Suppose we have the curve $Z\subset \mathbb{P}^2$ given by the equation $y^2z-x^3=0.$ I have to find a basis for the tangent space at $(0:0:1)$, but I find the definition hard:
Let $X$ be a variety and $a\in X$. Then $T_X(a)=(\mathfrak{m}/\mathfrak{m}^2)^*$ where $m\subset O_X(U)$ ($O_X$ is the sheaf of regular functions) is the maximal ideal of $x$ and $U$ an affine open containing $x$.
To use this in my situation, we have $X=Z$ and the open set containing $(0:0:1)$ should be $U=Z\cap \{(a:b:1)\colon a,b\in k\}$. So now I have to know how $O_Z(U)$ looks like. I believe it is just $k[x,y]/(y^2-x^3)$ but I am not sure if this is true and how to show it if it is true. So $\mathfrak{m}=(x,y)$ and so $\mathfrak{m}/\mathfrak{m}^2$ has basis $\{x,y\}$.
My question: is this actually correct and are there easier ways to compute tangent spaces?
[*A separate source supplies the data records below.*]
PR #253, opened 2026-09-20
QSL-57 items 1+3: wire TypeEnvironment's conformance graph into equality upcast and lookup check-time typing

kreneskyp:
## Summary

#164 (QSL-57) was filed off PR #158 (2026-09-18), whose comment said `TypeEnvironment` carries no generalization graph, deferring three FR-153/FR-149 obligations to evaluation. PR #204 (2026-09-19) added `TypeEnvironment::ancestors`/`conforms` the very next day, for dispatch's own reference-upcast case — neither #164 nor the stale comments were updated to reflect it. This PR lands two of #164's three items using that already-existing graph; item 3 below required a second, independent fix beyond the type-level one.

## Changes

- **`lookup<T>(p, r)` check-time conformance** (`src/value/expression/check.rs`): refuses a non-conforming `S` at check time via `self.scope.types.conforms`, the same source `check_dispatch_argument`'s upcast case already uses (#204). Evaluation's `type_conforms` backstop is unchanged, for a `NodeKind::Lookup` built without going through this checker. The two aren't fully equivalent — `conforms`'s closure is unbounded, `type_conforms` walks at most 128 steps — a documented, resource-bound divergence (checker admits what evaluation `ResourceExhausted`-refuses on a >128-deep chain), not a soundness gap.

- **Equality upcast** (`src/value/equality.rs`): `check_equality` now admits a `Reference<A>`/`Reference<B>` pair when one conforms to the other, not only when equal. **This type-level fix alone was not sufficient** — my own new test caught it before I trusted it. `operand_value` independently re-validates each operand's *runtime* value against its *declared* type via `ValueType::admits`, which does exact object-type-key matching. A `lookup<A>(...)`'s real result value carries the looked-up object's true most-specific type, not `A` (documented at `model_query.rs:233-242`), so even with the checker fix, evaluating a genuine upcast pair would still refuse `CheckedInvariant`. Fixed by skipping that structural check for `Reference` operands specifically — the identical soundness argument `OptionValue::from_admitted` already uses for `lookup`'s empty-mode path (by the time `operand_value` runs, `check_equality` has already proven the types compatible). The skip is written as an exhaustive match naming every other operand kind explicitly as structural/exact, not a wildcard: object types are the only nominal type in this crate with a declared supertype relation today, so this is a checked claim, not an assumption — if a future variant gains one, this stops compiling here instead of silently falling through the wrong arm.

- **Stale docs** (`src/value/model_query.rs`): rewrote the "TypeEnvironment island" module doc, which repeated the same stale claim. States current reality: the graph exists (#204), the checker uses it directly for both fixes above, production still feeds an empty `TypeEnvironment` (`checked_dispatch.rs`'s sole `PackageDeclarations` builder leaves `types` at `Default`, no intake bridge exists yet), and the 128-step divergence.

- **Fixture bug found and fixed** (`tests/model_reference_queries.rs`): the shared `types(scenario)` fixture built checker-level `M::A`/`M::B` with no supertype edge, even though `fixture_f1`'s `DomainPackage` (used by the same `scenario()`) already declares `model.B -> model.A`. This is a live instance of the exact "TypeEnvironment island" bug class #164 describes — 4 existing tests failed the moment check-time conformance was turned on, because the checker-side fixture disagreed with the runtime-side one it's tested against. Fixed by mirroring the edge onto the fixture. Worth stating plainly rather than burying as a fixture touch-up: this is the check working, not a test being wrong.

## Not in this PR

Item 2 (`deref(r).f` inherited-field resolution) stays open on #164. It's a storage-model gap, not a lookup gap: `ObjectEnvironment`'s slots are sized to an object's own declared type's `attributes()` alone, so a field only an ancestor declares has no storage slot on a subtype's instance at all today — nowhere to look it up, not just nowhere currently looked. It needs a ruling (flatten inherited attributes at declaration time vs. per-ancestor storage) before implementation; that discussion and a real spec-backed complication (field redefinition, FR-151) are recorded as comments on QSL-57/#164.

Remaining work: #164 (item 2)

## Test plan

- [x] `cargo fmt --all -- --check`
- [x] `cargo clippy --locked --workspace --all-targets -- -D warnings`
- [x] New tests: `e16a_references_admit_a_conforming_upcast_either_direction`, `e16b_references_refuse_an_unrelated_object_type` (`tests/equality_matrix.rs`); `lookup_expression_admits_a_conforming_reference_type_at_check_time`, `lookup_expression_refuses_an_unrelated_reference_type_at_check_time` (`tests/model_reference_queries.rs`)
- [x] All 4 touched test files green (142 tests)
- [x] `cargo test --features test-support` (full workspace)
- [x] `make ci` (clippy + tests, default and all-features; clean build; fixture-audit self-test; parse example)


kreneskyp:
Closing this unmerged. The work is still wanted; this branch cannot carry it.

**It is superseded by the M-5 split, not merely stale.** PR #282 (QSL-139, ADR-011 M-5) renames the primary file this PR edits:

```
R098    src/value/expression/check.rs -> src/check/check.rs
```

A 98%-similarity rename. This branch's changes to `src/value/expression/check.rs` target a path that no longer exists after M-5, so there is no clean merge available — the diff would have to be re-authored against `src/check/check.rs` regardless of what we do here. It also touches `src/value/equality.rs`, which the same split reorganises.

**Measured state:** 1 commit ahead of `origin/main`, **31 behind**. GitHub reports `mergeable: UNKNOWN`. The branch predates #261 (`836dc12`) and #263 (`59d885da`), both of which landed on the code it modifies, and predates tonight's history rewrite.

**Sequencing.** Issue 164's own position is that it was deliberately not started because it collides with #131's wiring and X-1. That collision is now concrete and visible rather than anticipated: M-5 is relocating exactly these files, and M-2 (QSL-7) moves `model::checked_dispatch` and `model::conformance::check_field_refinement_obligation` into `check` after it. Re-authoring `TypeEnvironment`'s conformance-graph wiring before those land means writing it twice.

**What survives:** nothing is lost by closing — the branch stays in the repository and the diff is readable from this PR. Issue 164 remains **open** with its scope intact. The work should be redone against `src/check/` once M-5 and M-2 have landed, at which point the right home for it is unambiguous.

Generated with [Claude Code](https://claude.com/claude-code)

Yes, $O_X(U) \cong k[x,y]/(y^2 - x^3)$. To give this full justification depends on your foundations, I guess, but you can think of this in the following way: The equation $y^2z - x^3$ cuts out some points in projective space, and convenient covers are given by the planes $z = 1$, $x = 1$, $y = 1$, which in projective coordinates means the set of points $[x:y:z]$, with $z \not = 0$, etc. (Mentally I am imagining the space of all lines through the origin in 3-space, and the lines that intersect these planes are those in the cover. This may remind you of an old trick for representing affine transformations of a plane as linear ones, by embedding your plane at $z = 1$ in 3-space...)
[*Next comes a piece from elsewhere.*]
Issue #213, opened 2026-09-19
[QSL#213] [ARCH-20] Implement checked identity, typestate, Capability/outcome primitives, provenance, and bounds


kreneskyp:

On the space of points with projective coordinates $[x:y:z]$, where $z \not = 0$, the ratios $x/z$ and $y/z$ become honest functions (you can plug in points and get specific numbers), and these are affine coordinates on this patch (the points on this patch is the data of a plane, $x$ and $y$ can be arbitrary numbers, and we have given two functions that spit out the coordinates). Or, again remembering that our space is that of lines in 3-space, for lines with nonzero z-coordinate, $x/z$ and $y/z$ are well defined "slopes" of those lines, and these two numbers uniquely and freely determine any one of the lines that intersects the plane $z = 1$.
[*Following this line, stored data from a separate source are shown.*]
PR #284, opened 2026-09-21
Stop vendoring quire-specification resources into QSL (PLAT-887)

kreneskyp:
**DRAFT — not ready for review. Full gates have NOT completed on this branch.** Opened to make the work durable and its state legible, not to request review.

Removes the vendored spec trees from QSL. PLAT-887.

## Removed, and what replaced it

| removed | replaced by |
|---|---|
| `resources/complete-value/` — 58 files + Unicode 17.0.0 corpus, ~7.1 MB, from private `quire-specification` | `src/value/definition.rs`: `DefinitionLock` as Rust-native consts — 21-entry `CATALOG`, `ALWAYS_ROLES`/`CONDITIONAL_ROLES`/`EXACTLY_ONE_ROLES`. Recognition is identity+revision. |
| `resources/native-v1/` | linking/protocol_artifact layers resolve by identity, not frozen bytes |
| `xtask/` crate (`revendor`, `revendor-check`) | nothing — its only purpose was the deleted vendoring machinery |
| `NFR-011`, TC-149/150/151/152 | nothing — the requirement was "vendor resources from exact pins" |
| `.cargo/config.toml`'s `xtask` alias | nothing — it dangled at a deleted package |
| `tests/complete_value_lock.rs`'s 19 selection vectors | inlined as Rust const test data |

The per-role digest field and its equality checks (`resolve_division`, `value/ieee.rs::admit_ieee_profile`) are **dropped, not reconstituted**, and `PackageCause::ByteDigestMismatch` is removed. Those digests compared a local file against a local constant — both operands in this repo — so they could only ever detect someone editing the fixture, never upstream movement.

## Still vendored in this tree

`tests/fixtures/architecture/` (112K) and `tests/fixtures/modules/` (360K), each still carrying `VENDOR.json`, both from `agent-ix/filament-core-data`.

Reason: `lift_document` needs real files at a real filesystem path, and there is no mechanism to resolve a git dependency's fixture directory from this crate. That is an upstream gap, not a justification — the copies still go, on a follow-up ticket. Recorded here so the survivors are visible rather than quietly retained.

## Gate status — nothing rounded up

| gate | status |
|---|---|
| `cargo check --workspace --all-targets --all-features` | completed, passed except the 2 known compile failures below |
| `cargo clippy ... -D warnings` | completed, passed — zero warnings outside those 2 |
| `cargo fmt` | **targeted only**, on the 8 touched files. Never run as full-workspace `--all --check`; the workspace has pre-existing drift (e.g. `src/protocol_artifact/intake.rs`) left alone deliberately |
| `cargo test --workspace --all-features` | completed once, but **predates the last commit** — not a green run against `504c4da` |
| `make ci` | **never run on this branch** |
| second (pre-merge) full gate run | **has not happened** |

## Known red

Items 1-8 are the accepted Part B surface — 9 compilation units, not the 7 originally scoped, since two `#[cfg(test)]` modules inside `src/` were found later.

1. lib unit tests — 10 failed: `diagnostic::foundation_tests::*` (2), `value::member::tests::*` (8)
2. `tests/exact_decimals.rs` — **fails to compile** (`include_str!` of a deleted file)
3. `tests/library_resolution.rs` — **fails to compile** (same)
4. `tests/ieee_profiles.rs` — 1 failed (TC-193 fixture)
5. `tests/model_normalization.rs` — 8 failed
6. `tests/quantities.rs` — 4 failed
7. `tests/text_enum_identity.rs` — 2 failed
8. `tests/unicode_17_text.rs` — 3 failed
9. `tests/compiled_protocol_v2.rs` — 2 failed, rooted in `examples/protocol-handoff/producer.rs`, which belongs to a separate in-flight change. Not addressed here.

## The one open verification

`tests/composed_definitions.rs` had a failure caused by a stale test left from the prior session's digest-check removal in `src/linking/composed/definitions.rs`. A fix is committed in `504c4da` (`missing_or_self_inconsistent_selected_rules_refuse_only_their_closures`), but **it has never been confirmed by a passing run** — both attempts were inconclusive or interrupted.

It is not claimed green. It needs one `cargo test --test composed_definitions`. The only evidence for it today is that its logic matches an already-verified self-consistency pattern used elsewhere in the same file, which is an argument, not a result.

## Before this leaves draft

- [ ] `cargo test --test composed_definitions` passes against `504c4da`
- [ ] full gates run twice, with the red list above reconciled against what is expected
- [ ] the two `filament-core-data` fixture trees have a follow-up ticket


kreneskyp:
Do not merge this as it stands. Its own commit message ships the repo red:

> Known accepted-red (Part B, deferred, not part of this change): 9 compilation units still read the deleted resources/complete-value path at runtime or compile time

Removing a vendored tree and leaving the build broken is not a completed de-vendoring. Green is the completion test: whoever removes the copy fixes what it breaks, in the same change.

Two further reasons this branch cannot land as-is:

- It deletes `xtask/` wholesale. That was true when it was written; it is not now. `make ci` runs `cargo xtask seam-probe`, and `xtask/src/import_graph.rs` plus `definition_scan.rs` back merged tests from agent-ix/quire-spec-language#282. Only the vendoring machinery goes.
- The branch is 252 files in conflict with current `main`, having been overtaken by agent-ix/quire-spec-language#282 and agent-ix/quire-spec-language#287.

The work is being redone on current `main` on branch `plat-887-devendor`, citing `504c4da` as prior art for the decisions -- particularly its re-platforming of `DefinitionLock` off the compile-time `include_bytes!` of the vendored lock file. Scope is widened to all four vendored trees rather than one: `resources/complete-value`, `resources/native-v1`, `tests/fixtures/architecture`, `tests/fixtures/modules` (227 files, 7.4 MB). The deferral of the filament-core-data fixtures is not carried over -- if they genuinely cannot be de-vendored that is a blocker to raise, not a reason to keep the copy.

This PR will be closed as superseded once the replacement lands.

kreneskyp:
Superseded by agent-ix/quire-spec-language#288, merged as d5d49df.

That PR does all four vendored trees rather than one, and without this branch's `Known accepted-red (Part B, deferred)` — all nine compilation units that read the deleted path are re-platformed in the same change. The filament-core-data fixtures are not deferred either: `tests/model_intake.rs` resolves them through `cargo metadata`'s `manifest_path`, so the "needs a real filesystem path this crate cannot currently resolve from a git dependency" blocker did not hold.

`xtask/` is gutted rather than deleted, keeping `seam_probe`, `import_graph`, `definition_scan` and `string_edge`, which this branch predated.

Your decisions carried over and are credited as prior art in the merge commit — particularly moving `DefinitionLock` off the compile-time `include_bytes!` of the lock file, and removing `PackageCause::ByteDigestMismatch`. Thanks for those; they were the hard part.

Then the equation $y^2z - x^3 = 0$ is equivalent (dividng both sides by $z^3$, which we have assumed to be nonzero) to $(y/z)^2 - (x/z)^3 = 0$, and on this patch the variety we have defined is given by $k[(y/z),(x/z)]/((y/z)^2 - (x/z)^3 )= 0$. At this point is just convenient to set $z = 1$, but you could just as well call $y/z = Y$ and $x/z = X$.
Now let $m = (X,Y)$, so $m^2 = (X^2, XY, Y^2)$. The equation $Y^2 - X^3$ involves no linear pieces, so is zero after modding out by $m^2$. What is secretly going on here is that $Y^2 - X^3$ can be thought of as the Taylor expansion of $Y^2 - X^3$ around the origin, and the you can compute that its derivatives with respect to $X$ and $Y$ are both zero, hence the Taylor expansion has no linear part (and it also has no constant part since $(0,0)$ is on the curve defined by this equation), and hence this equation becomes $0$ $mod m^2$. Similarly, if $f$ is some polynomial defining a plane curve passing through the origin, then you can Taylor expand around $(x,y)$ to see what equations are imposed on $m /m^2$. If you think this through you will arrive at the Jacobian criterion for the smoothness, in particular you will recover the calculus fact that the tangent space of a hypersurface is always normal to the gradient vector - though you will have to interpret this correctly (in multivariable calculus various identifications are made between the tangent and cotangent space, once you undo them you will have a statement that makes algebraic-geometric sense).
A good reference for all of this stuff, done in a very geometric fashion, is book I of Shafarevich "Varieties in Projective Space."